### Exercise:
Scan the records for the word "curl". Copy each line that includes it.

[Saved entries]
=====
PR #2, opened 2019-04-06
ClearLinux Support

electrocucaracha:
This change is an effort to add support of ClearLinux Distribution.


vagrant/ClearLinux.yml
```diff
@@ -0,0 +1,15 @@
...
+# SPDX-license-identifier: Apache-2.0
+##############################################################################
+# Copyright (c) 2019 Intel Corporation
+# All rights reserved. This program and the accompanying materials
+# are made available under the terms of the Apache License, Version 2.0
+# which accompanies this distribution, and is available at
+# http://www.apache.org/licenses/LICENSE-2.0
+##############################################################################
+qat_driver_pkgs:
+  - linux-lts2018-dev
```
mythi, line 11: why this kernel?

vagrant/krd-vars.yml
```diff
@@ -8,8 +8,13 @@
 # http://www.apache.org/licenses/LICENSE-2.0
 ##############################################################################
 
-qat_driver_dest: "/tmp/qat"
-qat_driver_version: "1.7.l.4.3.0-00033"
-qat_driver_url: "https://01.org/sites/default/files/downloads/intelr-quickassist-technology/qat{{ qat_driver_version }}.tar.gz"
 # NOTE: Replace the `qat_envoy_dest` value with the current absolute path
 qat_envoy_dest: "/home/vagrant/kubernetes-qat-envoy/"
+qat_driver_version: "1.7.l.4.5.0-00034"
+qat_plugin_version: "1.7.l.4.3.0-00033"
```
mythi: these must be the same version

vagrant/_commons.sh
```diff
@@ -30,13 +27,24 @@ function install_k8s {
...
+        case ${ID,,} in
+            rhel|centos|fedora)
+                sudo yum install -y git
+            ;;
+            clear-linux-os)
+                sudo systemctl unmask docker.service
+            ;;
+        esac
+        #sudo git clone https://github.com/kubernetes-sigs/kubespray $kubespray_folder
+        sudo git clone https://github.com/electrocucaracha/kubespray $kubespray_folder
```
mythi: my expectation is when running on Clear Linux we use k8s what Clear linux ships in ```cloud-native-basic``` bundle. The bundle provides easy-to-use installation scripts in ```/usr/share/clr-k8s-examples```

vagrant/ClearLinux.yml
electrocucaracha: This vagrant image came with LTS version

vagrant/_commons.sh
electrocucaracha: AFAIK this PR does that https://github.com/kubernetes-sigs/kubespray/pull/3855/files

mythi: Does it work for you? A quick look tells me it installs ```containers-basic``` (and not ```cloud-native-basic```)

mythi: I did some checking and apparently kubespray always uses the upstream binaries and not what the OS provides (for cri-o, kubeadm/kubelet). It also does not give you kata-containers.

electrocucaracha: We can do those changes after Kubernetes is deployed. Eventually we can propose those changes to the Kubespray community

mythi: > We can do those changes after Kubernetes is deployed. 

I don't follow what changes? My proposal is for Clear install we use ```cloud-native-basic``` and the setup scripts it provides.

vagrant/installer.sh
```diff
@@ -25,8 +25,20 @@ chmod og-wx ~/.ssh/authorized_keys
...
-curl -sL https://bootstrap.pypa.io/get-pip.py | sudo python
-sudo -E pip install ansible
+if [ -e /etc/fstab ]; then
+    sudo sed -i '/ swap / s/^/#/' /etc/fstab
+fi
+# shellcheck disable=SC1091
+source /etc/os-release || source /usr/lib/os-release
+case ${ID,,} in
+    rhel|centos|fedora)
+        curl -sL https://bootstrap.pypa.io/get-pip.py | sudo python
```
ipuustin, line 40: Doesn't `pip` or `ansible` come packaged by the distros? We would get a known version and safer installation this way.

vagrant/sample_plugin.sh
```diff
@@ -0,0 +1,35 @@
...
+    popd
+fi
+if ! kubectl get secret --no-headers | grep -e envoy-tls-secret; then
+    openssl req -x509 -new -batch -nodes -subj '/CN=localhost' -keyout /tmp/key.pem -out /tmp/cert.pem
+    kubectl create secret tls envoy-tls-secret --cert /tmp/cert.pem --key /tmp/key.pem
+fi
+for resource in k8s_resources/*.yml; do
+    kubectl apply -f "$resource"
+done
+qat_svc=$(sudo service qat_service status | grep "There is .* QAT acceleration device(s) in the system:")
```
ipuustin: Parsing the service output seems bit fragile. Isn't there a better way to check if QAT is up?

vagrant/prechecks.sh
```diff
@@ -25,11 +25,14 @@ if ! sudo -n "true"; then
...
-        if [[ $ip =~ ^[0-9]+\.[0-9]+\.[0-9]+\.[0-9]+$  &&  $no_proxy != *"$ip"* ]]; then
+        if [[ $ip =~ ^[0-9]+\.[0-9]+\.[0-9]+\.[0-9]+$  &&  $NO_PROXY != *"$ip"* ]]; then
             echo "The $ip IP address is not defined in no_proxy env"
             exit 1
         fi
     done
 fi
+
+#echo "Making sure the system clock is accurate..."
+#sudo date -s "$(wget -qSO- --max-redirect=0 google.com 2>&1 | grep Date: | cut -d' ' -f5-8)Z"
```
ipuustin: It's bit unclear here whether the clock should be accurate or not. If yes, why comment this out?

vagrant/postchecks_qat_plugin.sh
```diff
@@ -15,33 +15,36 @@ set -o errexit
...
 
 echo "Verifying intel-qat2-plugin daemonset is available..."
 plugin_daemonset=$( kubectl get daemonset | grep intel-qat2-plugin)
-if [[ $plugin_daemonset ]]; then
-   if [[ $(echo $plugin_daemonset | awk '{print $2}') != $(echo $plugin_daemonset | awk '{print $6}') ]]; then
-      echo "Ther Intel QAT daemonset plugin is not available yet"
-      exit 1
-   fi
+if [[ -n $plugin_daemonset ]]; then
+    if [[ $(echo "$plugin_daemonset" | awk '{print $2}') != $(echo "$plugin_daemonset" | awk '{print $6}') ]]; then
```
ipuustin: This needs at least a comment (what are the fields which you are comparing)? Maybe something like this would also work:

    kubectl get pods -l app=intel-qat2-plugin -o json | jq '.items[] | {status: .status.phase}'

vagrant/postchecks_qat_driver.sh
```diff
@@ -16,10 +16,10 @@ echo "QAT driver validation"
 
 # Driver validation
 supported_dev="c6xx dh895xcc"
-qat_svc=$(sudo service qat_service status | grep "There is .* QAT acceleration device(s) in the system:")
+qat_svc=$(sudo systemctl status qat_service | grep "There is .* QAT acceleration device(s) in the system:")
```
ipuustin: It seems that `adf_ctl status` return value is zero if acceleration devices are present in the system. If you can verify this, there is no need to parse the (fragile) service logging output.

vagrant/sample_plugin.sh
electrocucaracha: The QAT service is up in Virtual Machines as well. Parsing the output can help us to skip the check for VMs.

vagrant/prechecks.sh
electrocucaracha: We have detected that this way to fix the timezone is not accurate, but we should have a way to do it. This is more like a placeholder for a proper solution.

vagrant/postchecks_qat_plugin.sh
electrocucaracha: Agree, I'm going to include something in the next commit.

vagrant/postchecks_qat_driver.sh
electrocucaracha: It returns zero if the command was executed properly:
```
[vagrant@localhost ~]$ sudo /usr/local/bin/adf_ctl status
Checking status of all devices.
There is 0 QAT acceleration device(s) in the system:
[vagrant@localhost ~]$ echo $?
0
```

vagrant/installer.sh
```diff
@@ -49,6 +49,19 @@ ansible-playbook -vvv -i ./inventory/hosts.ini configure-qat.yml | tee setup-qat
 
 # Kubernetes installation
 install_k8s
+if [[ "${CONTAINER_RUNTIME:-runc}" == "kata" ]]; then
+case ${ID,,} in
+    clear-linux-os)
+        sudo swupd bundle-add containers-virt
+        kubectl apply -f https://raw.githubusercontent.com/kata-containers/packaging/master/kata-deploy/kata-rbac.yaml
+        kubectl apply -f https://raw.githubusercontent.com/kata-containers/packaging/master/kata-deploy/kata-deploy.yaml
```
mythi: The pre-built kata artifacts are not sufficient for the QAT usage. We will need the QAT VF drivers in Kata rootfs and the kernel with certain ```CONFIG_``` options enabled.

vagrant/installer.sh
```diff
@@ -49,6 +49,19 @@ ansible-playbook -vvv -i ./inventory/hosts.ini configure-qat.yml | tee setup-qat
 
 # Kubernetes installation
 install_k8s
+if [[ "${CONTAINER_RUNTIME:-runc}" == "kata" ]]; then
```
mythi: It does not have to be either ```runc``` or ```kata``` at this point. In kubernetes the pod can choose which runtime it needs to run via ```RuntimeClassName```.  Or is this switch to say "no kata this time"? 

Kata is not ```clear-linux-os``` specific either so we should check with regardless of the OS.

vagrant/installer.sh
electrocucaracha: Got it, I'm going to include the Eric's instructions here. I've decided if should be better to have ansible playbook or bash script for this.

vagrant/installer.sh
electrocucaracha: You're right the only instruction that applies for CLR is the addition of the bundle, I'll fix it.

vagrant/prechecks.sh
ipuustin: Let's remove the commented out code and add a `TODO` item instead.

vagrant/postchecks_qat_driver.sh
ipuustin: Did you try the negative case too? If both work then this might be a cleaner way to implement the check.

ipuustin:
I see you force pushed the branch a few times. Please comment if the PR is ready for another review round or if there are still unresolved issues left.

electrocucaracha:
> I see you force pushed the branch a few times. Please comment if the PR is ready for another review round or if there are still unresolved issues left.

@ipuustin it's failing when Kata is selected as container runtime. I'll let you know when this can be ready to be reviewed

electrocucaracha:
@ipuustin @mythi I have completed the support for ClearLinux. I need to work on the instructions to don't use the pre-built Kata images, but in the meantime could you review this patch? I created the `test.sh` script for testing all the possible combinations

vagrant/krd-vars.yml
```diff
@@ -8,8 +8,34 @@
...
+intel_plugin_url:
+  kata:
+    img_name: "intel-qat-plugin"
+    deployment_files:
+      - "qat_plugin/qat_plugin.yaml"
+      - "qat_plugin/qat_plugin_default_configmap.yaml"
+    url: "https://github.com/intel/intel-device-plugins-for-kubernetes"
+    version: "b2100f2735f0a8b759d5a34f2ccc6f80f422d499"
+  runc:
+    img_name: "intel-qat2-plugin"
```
=====
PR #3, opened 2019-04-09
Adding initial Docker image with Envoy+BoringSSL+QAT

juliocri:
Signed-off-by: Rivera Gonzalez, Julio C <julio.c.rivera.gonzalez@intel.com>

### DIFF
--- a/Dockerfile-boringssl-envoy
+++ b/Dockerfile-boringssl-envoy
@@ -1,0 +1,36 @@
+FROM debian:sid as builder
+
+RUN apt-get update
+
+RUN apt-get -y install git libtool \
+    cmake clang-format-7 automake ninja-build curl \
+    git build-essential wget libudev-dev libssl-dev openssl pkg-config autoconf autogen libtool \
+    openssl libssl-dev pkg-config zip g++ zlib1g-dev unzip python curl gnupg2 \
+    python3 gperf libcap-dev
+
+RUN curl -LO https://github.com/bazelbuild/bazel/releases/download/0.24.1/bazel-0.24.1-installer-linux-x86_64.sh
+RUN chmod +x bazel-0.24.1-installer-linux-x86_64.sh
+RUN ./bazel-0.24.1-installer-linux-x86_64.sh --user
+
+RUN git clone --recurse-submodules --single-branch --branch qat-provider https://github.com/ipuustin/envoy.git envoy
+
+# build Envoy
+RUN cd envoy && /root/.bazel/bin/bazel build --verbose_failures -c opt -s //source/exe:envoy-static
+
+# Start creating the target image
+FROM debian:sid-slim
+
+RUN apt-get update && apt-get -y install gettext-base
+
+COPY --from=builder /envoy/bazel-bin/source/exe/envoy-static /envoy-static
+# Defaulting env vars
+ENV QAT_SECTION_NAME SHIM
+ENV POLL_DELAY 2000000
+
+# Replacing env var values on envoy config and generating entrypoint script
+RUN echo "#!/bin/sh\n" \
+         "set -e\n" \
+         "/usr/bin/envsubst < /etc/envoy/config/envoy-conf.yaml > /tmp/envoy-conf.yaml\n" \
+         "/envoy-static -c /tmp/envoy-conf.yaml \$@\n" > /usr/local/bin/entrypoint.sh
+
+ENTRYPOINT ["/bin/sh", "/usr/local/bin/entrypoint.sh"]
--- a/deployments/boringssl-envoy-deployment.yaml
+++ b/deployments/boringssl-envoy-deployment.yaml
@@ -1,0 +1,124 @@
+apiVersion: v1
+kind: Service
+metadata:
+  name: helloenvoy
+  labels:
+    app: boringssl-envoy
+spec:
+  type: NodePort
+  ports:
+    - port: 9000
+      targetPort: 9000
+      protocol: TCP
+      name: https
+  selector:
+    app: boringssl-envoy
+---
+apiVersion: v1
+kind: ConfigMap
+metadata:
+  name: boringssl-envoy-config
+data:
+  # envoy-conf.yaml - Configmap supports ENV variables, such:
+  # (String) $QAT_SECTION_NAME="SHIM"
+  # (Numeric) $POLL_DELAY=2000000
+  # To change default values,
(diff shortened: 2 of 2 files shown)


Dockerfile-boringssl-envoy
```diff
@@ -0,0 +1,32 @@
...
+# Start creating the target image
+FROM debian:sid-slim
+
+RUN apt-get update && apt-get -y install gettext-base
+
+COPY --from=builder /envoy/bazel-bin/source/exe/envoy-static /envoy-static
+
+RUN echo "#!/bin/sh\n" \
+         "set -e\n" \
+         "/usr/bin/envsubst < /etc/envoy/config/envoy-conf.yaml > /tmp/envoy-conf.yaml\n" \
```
=====
### Response for this exercise:
-curl -sL https://bootstrap.pypa.io/get-pip.py | sudo python
+        curl -sL https://bootstrap.pypa.io/get-pip.py | sudo python
+    cmake clang-format-7 automake ninja-build curl \
+    openssl libssl-dev pkg-config zip g++ zlib1g-dev unzip python curl gnupg2 \
+RUN curl -LO https://github.com/bazelbuild/bazel/releases/download/0.24.1/bazel-0.24.1-installer-linux-x86_64.sh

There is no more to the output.